= Sune Carlson =

Swedish economist

Sune Carlson (1909 – 22 September 1999) was a Swedish economist. He was considered a pioneer in establishing international business as a research area.

== Life and work ==
Carlson obtained his master's of arts degree in economics at the Stockholm School of Economics in 1932 and his PhD at the University of Chicago in 1936.

In 1951, he published "Executive Behavior", a classic study of chief executive officer behavior. In 1958, Carlson founded the Department of Business Studies at Uppsala University. From 1972 to 1979, he was a member of the committee that selects the laureates for the Sveriges Riksbank Prize in Economic Sciences, the Economics Prize Committee, and served as an associate member from 1980.

He was a member of the Royal Swedish Academy of Engineering Sciences from 1965 and of the Royal Swedish Academy of Sciences from 1972.

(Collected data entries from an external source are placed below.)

PR #488, opened 2023-08-02
ccmlib/node: run_sstable2json to handle non-exist files

fruch:
seems like introducing of raising failure on any failure of sstabledump has started to fail some dtests
since it was used in some places right after compation and some of the sstable were deleted between listing them to using them with sstable dump, so we need to ignore failures from non existing files.

### DIFF
--- a/ccmlib/node.py
+++ b/ccmlib/node.py
@@ -985,7 +985,10 @@ class Node(object):
             args = sstable2json + [sstablefile]
             if enumerate_keys:
                 args = args + ["-e"]
-            res = subprocess.run(args, env=env, stdout=out_file, text=True, check=True)
+            res = subprocess.run(args, env=env, stdout=out_file, stderr=subprocess.PIPE, text=True)
+            if not res.returncode == 0 and "Cannot find file" not in res.stderr:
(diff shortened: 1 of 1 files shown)


denesb (approved):

ccmlib/node.py
```diff
@@ -985,7 +985,10 @@ def run_sstable2json(self, out_file=None, keyspace=None, datafiles=None, column_
             args = sstable2json + [sstablefile]
             if enumerate_keys:
                 args = args + ["-e"]
-            res = subprocess.run(args, env=env, stdout=out_file, text=True, check=True)
+            res = subprocess.run(args, env=env, stdout=out_file, stderr=subprocess.PIPE, text=True)
+            if not res.returncode == 0 and "Cannot find file" not in res.stderr:
```
tchaikov, line 989: i'd suggest avoid `not` if possible:

```py
try:
    res = subprocess.run(args, env=env, stdout=out_file, text=True, check=True)
except CalledProcessError as e:
    if 'Cannot find file' in res.stderr:
        pass
    else:
        raise ToolError(e.cmd, e.returncode, e.stdout, e.stderr)
```

tchaikov: proposed at #489

PR #490, opened 2023-08-06
ccmlib/node: fix `run_sstable2json` on exception case

fruch:
a741f782bb4c9fef33bd3c42ac3bacb9a0f1cc42 has an issue it was looking into the wrong variable to check the stderr, and when there a failure would cause the
wrong failure

fix: scylladb/scylla-dtest#3454

### DIFF
--- a/ccmlib/node.py
+++ b/ccmlib/node.py
@@ -987,12 +987,12 @@ class Node(object):
                 args = args + ["-e"]
             try:
                 res = subprocess.run(args, env=env, stdout=out_file, text=True, check=True)
+                common.print_if_standalone(res.stdout if res.stdout else '', debug_callback=self.info, end='')
             except subprocess.CalledProcessError as e:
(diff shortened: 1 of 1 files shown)


ccmlib/node.py
```diff
@@ -987,12 +987,12 @@ def run_sstable2json(self, out_file=None, keyspace=None, datafiles=None, column_
                 args = args + ["-e"]
             try:
                 res = subprocess.run(args, env=env, stdout=out_file, text=True, check=True)
+                common.print_if_standalone(res.stdout if res.stdout else '', debug_callback=self.info, end='')
```
tchaikov, line 990: okay. so we print out the stdout even only if the return code is not zero.

tchaikov (approved):
lgtm. just to be clear, in addition to the one explained in the commit message, this fix includes another change.

tchaikov:
thank you Israel for fixing this regression!

PR #493, opened 2023-08-08
node: let sstable_regexp match with sstable with uuid generation

tchaikov:
also update the comment to reflect the latest changes.

this should enable the dtest to test with uuid-based sstable identifiers enabled.


fruch (approved):
LGTM

PR #494, opened 2023-08-08
ccmlib/node: fix `run_sstable2json` on exception case - yet again

fruch:
seems like 730e556bce9a74e2bee9f5e00ced3968e272b8db wasn't enough and it didn't handled cases command would fail and stderr is None

also seem like we are not pipeing stderr, as we should for this exception handling to work correctly.


tchaikov (approved):
ahh, right! thanks!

== Selected publications ==
- Carlson, Sune. Study on the pure theory of production. (1939).
- Carlson, Sune. Executive behaviour: A study of the work load and the working methods of managing directors. Arno Press, 1951.
- Carlson, Sune. Executive behaviour. (1991).

Articles, a selection
- Carlson, Sune. "International transmission of information and the business firm." The Annals of the American Academy of Political and Social Science 412.1 (1974): 55-63.